Baca berita dengan sedikit iklan, klik di sini
''Sudah berbau, berwarna pula," keluh Hikmah, warga Kota Madya Bengkulu. Air bersih menjadi barang langka bagi puluhan ribu penduduk. Tak mengherankan, pasokan air bersih dari truk tangki pada dijarah sebelum sampai ke tujuan.
Ke mana larinya air tanah? Gempa 7,3 skala Richter dua pekan lalu itu telah melumatkan peta hidrologi alam di bawah tanah. Mata air dan sungai bawah tanah makin susah ditemukan.
Gempa besar yang diikuti puluhan gempa susulan membuat tanah di Bengkulu merekah. Tak hanya di permukaan. Priyono Prawiro, pengamat lingkungan dari Universitas Bengkulu, mengingatkan adanya bahaya retakan yang terdapat di bawah tanah. ''Retakan itu menjadi jalan keluar zat beracun yang bercampur dengan sumber air yang masih tersisa," kata Priyono.
Melihat karakteristik gempa di Bengkulu, Badan Meteorologi dan Geofisika (BMG) Pusat tak menampik kemungkinan yang lebih buruk. Gempa tektonik kali ini terjadi akibat pergerakan lempeng Samudra India-Australia yang menumbuk lempeng Benua Eurasia, tempat pulau Sumatra bertengger. Tumbukan besar membuat sesar Sumatra ikut bergeser.
Besarnya getaran yang susul-menyusul membuat lapisan tanah dan air seperti dikocok. ''Kita perkirakan terjadi liquefaction," kata Fauzi, ahli gempa dari BMG. Artinya, lapisan pasir dan batu yang keras berubah menjadi bubur karena tercampur air yang terkocok gempa. Akibatnya, selain peta hidrologi dalam tanah lenyap, ''Mineral dalam tanah pun bercampur aduk," kata Fauzi.

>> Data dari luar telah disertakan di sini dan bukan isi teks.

PR #120, opened 2022-11-10
Adding option to query for environment

ljupcho:
This PR fix will add the environment variable to the http request when querying for feature for endpoint `api/client/features`. 
At the moment the endpoint  would only query for the project name. With passing in the environment to the query string i am able to toggle IsEnabled true|false for a feature for development environment.

### DIFF
--- a/client.go
+++ b/client.go
@@ -159,6 +159,7 @@ func NewClient(options ...ConfigOption) (*Client, error) {
 			url:             *parsedUrl,
 			appName:         uc.options.appName,
 			projectName:     uc.options.projectName,
+			environment:     uc.options.environment,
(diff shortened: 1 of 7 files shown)


FredrikOseberg (commented):
Hi @ljupcho 

I'm not sure this change makes sense. Currently the only way to work with environments in unleash is through the API tokens. The environment is coded into the API token when you create it. You can read more about it here: https://docs.getunleash.io/reference/api-tokens-and-client-keys#token-data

Apakah kondisi ini terjadi di setiap gempa? Tidak, gempa di Bengkulu punya gaya sendiri. Hendy Suhendi Mukna, ahli hidrologi Badan Pengendalian Dampak Lingkungan (Bapedal) Pusat, membandingkannya dengan gempa yang terjadi di Flores (1992), Banyuwangi (1994), dan Biak (1996). Meski sama-sama disebabkan tumbukan lempeng, dalam ketiga peristiwa itu lempeng yang ditubruk tidak patah.
''Kondisi lempengnya lebih elastis," kata Hendy. Akibatnya, lempeng yang tertumbuk melenting dan kembali ke posisi semula. Lentingan ini menimbulkan gelombang tsunami setinggi 10 hingga 30 meter yang menyapu pantai. Namun, peta hidrologi di bawah tanah tak banyak berubah.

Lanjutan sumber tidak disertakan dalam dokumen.